Dataset entries
▬▬▬
PR #1002, opened 2025-08-17
Various GUI and FreeDV Reporter optimizations

tmiw:
This PR ports over the GUI and FreeDV Reporter optimizations done during #975 development for individual review. This is being done as (a) these changes have value individually but do not appear to impact ctest pass rates (the primary goal of the previously mentioned PR) and (b) to reduce the scope of the previous PR.

Changes made:

* `PlotScalar` (used for "Mic In" plot during TX): Use different algorithm for drawing lines to reduce the amount of drawing required.
* `PlotWaterfall`: Cache previously drawn waterfall slices to reduce the amount of drawing required.
* FreeDV Reporter:
    * Only trigger redraw if content of a row (excluding "Last Update") has changed *and* if the window is visible.
    * Remove inheritance from `ThreadedObject` in favor of using `std::mutex` to enforce access control. (Reduces overhead from unnecessary threads.)
* `TcpConnectionHandler`: 
    * Remove unnecessary timer in favor of long-running thread to handle data RX.
    * Reduce number of events enqueued from RX thread to main object thread to reduce context switching.
* `ThreadedObject`:
    * (macOS-only) Use Grand Central Dispatch instead of `std::thread` to take advantage of existing threads that are auto-created.
    * Feature enhancement: Allow objects to run in the context of parent `ThreadedObject` instances. (Currently unused.)
* `ThreadedTimer`: add `restart()` method to prevent repeatedly destroying and recreating threads.

### DIFF
--- a/src/gui/controls/plot_scalar.cpp
+++ b/src/gui/controls/plot_scalar.cpp
@@ -23,6 +23,8 @@
 #include <wx/wx.h>
 #include <wx/graphics.h>
 
+#include <map>
+
 #include "plot_scalar.h"
 
 BEGIN_EVENT_TABLE(PlotScalar, PlotPanel)
@@ -57,6 +59,7 @@ PlotScalar::PlotScalar(wxWindow* parent,
 
     m_rCtrl = GetClientRect();
 
+    lineMap_ = nullptr;
     m_channels = channels;
     m_t_secs = t_secs;
     m_sample_period_secs = sample_period_secs;
@@ -87,6 +90,7 @@ PlotScalar::PlotScalar(wxWindow* parent,
 PlotScalar::~PlotScalar()
 {
     delete[] m_mem;
+    delete[] lineMap_;
 }
 
 //----------------------------------------------------------------
@@ -148,7 +152,6 @@ void PlotScalar::draw(wxGraphicsContext* ctx)
     float index_to_px;
     float a_to_py;
     int   i;
-    int   prev_x, prev_y;
     float a;
 
     m_rCtrl = GetClientRect();
@@ -166,7 +169,9 @@ void PlotScalar::draw(wxGraphicsContext* ctx)
 
     plotWidth = m_rGrid.GetWidth();
     plotHeight = m_rGrid.GetHeight();
-        
+
+    if (plotWidth <= 0 || plotHeight <= 0) return;
+ 
     wxBrush ltGraphBkgBrush = wxBrush(BLACK_COLOR);
     ctx->SetBrush(ltGraphBkgBrush);
     ctx->SetPen(wxPen(BLACK_COLOR, 0));
@@ -180,11 +185,21 @@ void PlotScalar::draw(wxGraphicsContext* ctx)
     pen.SetWidth(1);
     ctx->SetPen(pen);
     
-    // draw all samples
-
-    prev_x = prev_y = 0; // stop warning
-
     // plot each channel     
+
+    // x -> (y1, y2)
+    if (lineMap_ != nullptr)
+    {
+        lineMap_ = new MinMaxPoints[plotWidth + PLOT_BORDER + XLEFT_OFFSET];
+        assert(lineMap_ != nullptr);
+    }
+
+    for (int index = 0; index < plotWidth + PLOT_BORDER + XLEFT_OFFSET; index++)
+    {
+        lineMap_[index].y1 = INT_MAX;
+        lineMap_[index].y2 = INT_MIN;
+    }
+
     int offset, x, y;
     for(offset=0; offset<m_channels*m_samples; offset+=m_samples) {
 
@@ -243,16 +258,25 @@ void PlotScalar::draw(wxGraphicsContext* ctx)
             else {
                 if (i)
                 {
-                    wxGraphicsPath path = ctx->CreatePath();
-                    path.MoveToPoint(x, y);
-                    path.AddLineToPoint(prev_x, prev_y);
-                    ctx->StrokePath(path);
+                    auto item = &lineMap_[x];
+                    item->y1 = std::min(item->y1, y);
+                    item->y2 = std::max(item->y2, y);
                 }
-                prev_x = x; prev_y = y;
             }
         }
     }
-    
+   
+    if (!m_bar_graph)
+    {
+        for (int index = 0; index < plotWidth + PLOT_BORDER + XLEFT_OFFSET; index++)
+        {
+            auto item = &lineMap_[index];
+            if (item->y1 == INT_MAX || item->y2 == INT_MIN) continue;
+
+            ctx->StrokeLine(index, item->y1, index, item->y2);
+        }
+    } 
+
     drawGraticule(ctx);
 }
 
@@ -273,10 +297,6 @@ void PlotScalar::drawGraticule(wxGraphicsContext* ctx)
     int plotWidth = m_rGrid.GetWidth();
     int plotHeight = m_rGrid.GetHeight();
 
-    wxBrush ltGraphBkgBrush;
-    ltGraphBkgBrush.SetStyle(wxBRUSHSTYLE_TRANSPARENT);
-    ltGraphBkgBrush.SetColour(*wxBLACK);
-    ctx->SetBrush(ltGraphBkgBrush);
     ctx->SetPen(wxPen(BLACK_COLOR, 1));
 
     wxGraphicsFont tmpFont = ctx->CreateFont(GetFont(), GetForegroundColour());
@@ -356,6 +376,16 @@ void PlotScalar::clearSamples()
 //----------------------------------------------------------------
 void PlotScalar::OnSize(wxSizeEvent& event)
 {
+    m_rCtrl = GetClientRect();
+    m_rGrid = m_rCtrl;
+    if (!m_mini)
+        m_rGrid = m_rGrid.Deflate(PLOT_BORDER + (XLEFT_OFFSET/2), (PLOT_BORDER + (YBOTTOM_OFFSET/2)));
+
+    int plotWidth = m_rGrid.GetWidth();
+    delete[] lineMap_;
+
+    lineMap_ = new MinMaxPoints[plotWidth];
+    assert(lineMap_ != nullptr);
 }
 
 //----------------------------------------------------------------
--- a/src/gui/controls/plot_scalar.h
+++ b/src/gui/controls/plot_scalar.h
@@ -53,7 +53,16 @@ class PlotScalar: public PlotPanel
          void setLogY(int logy) { m_logy = logy; }
 
          void clearSamples();
-         
+        
+    private:
+        struct MinMaxPoints
+        {
+            int y1;
+            int y2;
+        };
+
+        MinMaxPoints* lineMap_;
+ 
     protected:
 
          int      m_channels;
▬▬▬
HOW TO COMPLETE THIS TASK: Restate all of the data above. Match it word for word.

EXERCISE RESPONSE:
PR #1002, opened 2025-08-17
Various GUI and FreeDV Reporter optimizations

tmiw:
This PR ports over the GUI and FreeDV Reporter optimizations done during #975 development for individual review. This is being done as (a) these changes have value individually but do not appear to impact ctest pass rates (the primary goal of the previously mentioned PR) and (b) to reduce the scope of the previous PR.

Changes made:

* `PlotScalar` (used for "Mic In" plot during TX): Use different algorithm for drawing lines to reduce the amount of drawing required.
* `PlotWaterfall`: Cache previously drawn waterfall slices to reduce the amount of drawing required.
* FreeDV Reporter:
    * Only trigger redraw if content of a row (excluding "Last Update") has changed *and* if the window is visible.
    * Remove inheritance from `ThreadedObject` in favor of using `std::mutex` to enforce access control. (Reduces overhead from unnecessary threads.)
* `TcpConnectionHandler`: 
    * Remove unnecessary timer in favor of long-running thread to handle data RX.
    * Reduce number of events enqueued from RX thread to main object thread to reduce context switching.
* `ThreadedObject`:
    * (macOS-only) Use Grand Central Dispatch instead of `std::thread` to take advantage of existing threads that are auto-created.
    * Feature enhancement: Allow objects to run in the context of parent `ThreadedObject` instances. (Currently unused.)
* `ThreadedTimer`: add `restart()` method to prevent repeatedly destroying and recreating threads.

### DIFF
--- a/src/gui/controls/plot_scalar.cpp
+++ b/src/gui/controls/plot_scalar.cpp
@@ -23,6 +23,8 @@
 #include <wx/wx.h>
 #include <wx/graphics.h>
 
+#include <map>
+
 #include "plot_scalar.h"
 
 BEGIN_EVENT_TABLE(PlotScalar, PlotPanel)
@@ -57,6 +59,7 @@ PlotScalar::PlotScalar(wxWindow* parent,
 
     m_rCtrl = GetClientRect();
 
+    lineMap_ = nullptr;
     m_channels = channels;
     m_t_secs = t_secs;
     m_sample_period_secs = sample_period_secs;
@@ -87,6 +90,7 @@ PlotScalar::PlotScalar(wxWindow* parent,
 PlotScalar::~PlotScalar()
 {
     delete[] m_mem;
+    delete[] lineMap_;
 }
 
 //----------------------------------------------------------------
@@ -148,7 +152,6 @@ void PlotScalar::draw(wxGraphicsContext* ctx)
     float index_to_px;
     float a_to_py;
     int   i;
-    int   prev_x, prev_y;
     float a;
 
     m_rCtrl = GetClientRect();
@@ -166,7 +169,9 @@ void PlotScalar::draw(wxGraphicsContext* ctx)
 
     plotWidth = m_rGrid.GetWidth();
     plotHeight = m_rGrid.GetHeight();
-        
+
+    if (plotWidth <= 0 || plotHeight <= 0) return;
+ 
     wxBrush ltGraphBkgBrush = wxBrush(BLACK_COLOR);
     ctx->SetBrush(ltGraphBkgBrush);
     ctx->SetPen(wxPen(BLACK_COLOR, 0));
@@ -180,11 +185,21 @@ void PlotScalar::draw(wxGraphicsContext* ctx)
     pen.SetWidth(1);
     ctx->SetPen(pen);
     
-    // draw all samples
-
-    prev_x = prev_y = 0; // stop warning
-
     // plot each channel     
+
+    // x -> (y1, y2)
+    if (lineMap_ != nullptr)
+    {
+        lineMap_ = new MinMaxPoints[plotWidth + PLOT_BORDER + XLEFT_OFFSET];
+        assert(lineMap_ != nullptr);
+    }
+
+    for (int index = 0; index < plotWidth + PLOT_BORDER + XLEFT_OFFSET; index++)
+    {
+        lineMap_[index].y1 = INT_MAX;
+        lineMap_[index].y2 = INT_MIN;
+    }
+
     int offset, x, y;
     for(offset=0; offset<m_channels*m_samples; offset+=m_samples) {
 
@@ -243,16 +258,25 @@ void PlotScalar::draw(wxGraphicsContext* ctx)
             else {
                 if (i)
                 {
-                    wxGraphicsPath path = ctx->CreatePath();
-                    path.MoveToPoint(x, y);
-                    path.AddLineToPoint(prev_x, prev_y);
-                    ctx->StrokePath(path);
+                    auto item = &lineMap_[x];
+                    item->y1 = std::min(item->y1, y);
+                    item->y2 = std::max(item->y2, y);
                 }
-                prev_x = x; prev_y = y;
             }
         }
     }
-    
+   
+    if (!m_bar_graph)
+    {
+        for (int index = 0; index < plotWidth + PLOT_BORDER + XLEFT_OFFSET; index++)
+        {
+            auto item = &lineMap_[index];
+            if (item->y1 == INT_MAX || item->y2 == INT_MIN) continue;
+
+            ctx->StrokeLine(index, item->y1, index, item->y2);
+        }
+    } 
+
     drawGraticule(ctx);
 }
 
@@ -273,10 +297,6 @@ void PlotScalar::drawGraticule(wxGraphicsContext* ctx)
     int plotWidth = m_rGrid.GetWidth();
     int plotHeight = m_rGrid.GetHeight();
 
-    wxBrush ltGraphBkgBrush;
-    ltGraphBkgBrush.SetStyle(wxBRUSHSTYLE_TRANSPARENT);
-    ltGraphBkgBrush.SetColour(*wxBLACK);
-    ctx->SetBrush(ltGraphBkgBrush);
     ctx->SetPen(wxPen(BLACK_COLOR, 1));
 
     wxGraphicsFont tmpFont = ctx->CreateFont(GetFont(), GetForegroundColour());
@@ -356,6 +376,16 @@ void PlotScalar::clearSamples()
 //----------------------------------------------------------------
 void PlotScalar::OnSize(wxSizeEvent& event)
 {
+    m_rCtrl = GetClientRect();
+    m_rGrid = m_rCtrl;
+    if (!m_mini)
+        m_rGrid = m_rGrid.Deflate(PLOT_BORDER + (XLEFT_OFFSET/2), (PLOT_BORDER + (YBOTTOM_OFFSET/2)));
+
+    int plotWidth = m_rGrid.GetWidth();
+    delete[] lineMap_;
+
+    lineMap_ = new MinMaxPoints[plotWidth];
+    assert(lineMap_ != nullptr);
 }
 
 //----------------------------------------------------------------
--- a/src/gui/controls/plot_scalar.h
+++ b/src/gui/controls/plot_scalar.h
@@ -53,7 +53,16 @@ class PlotScalar: public PlotPanel
          void setLogY(int logy) { m_logy = logy; }
 
          void clearSamples();
-         
+        
+    private:
+        struct MinMaxPoints
+        {
+            int y1;
+            int y2;
+        };
+
+        MinMaxPoints* lineMap_;
+ 
     protected:
 
          int      m_channels;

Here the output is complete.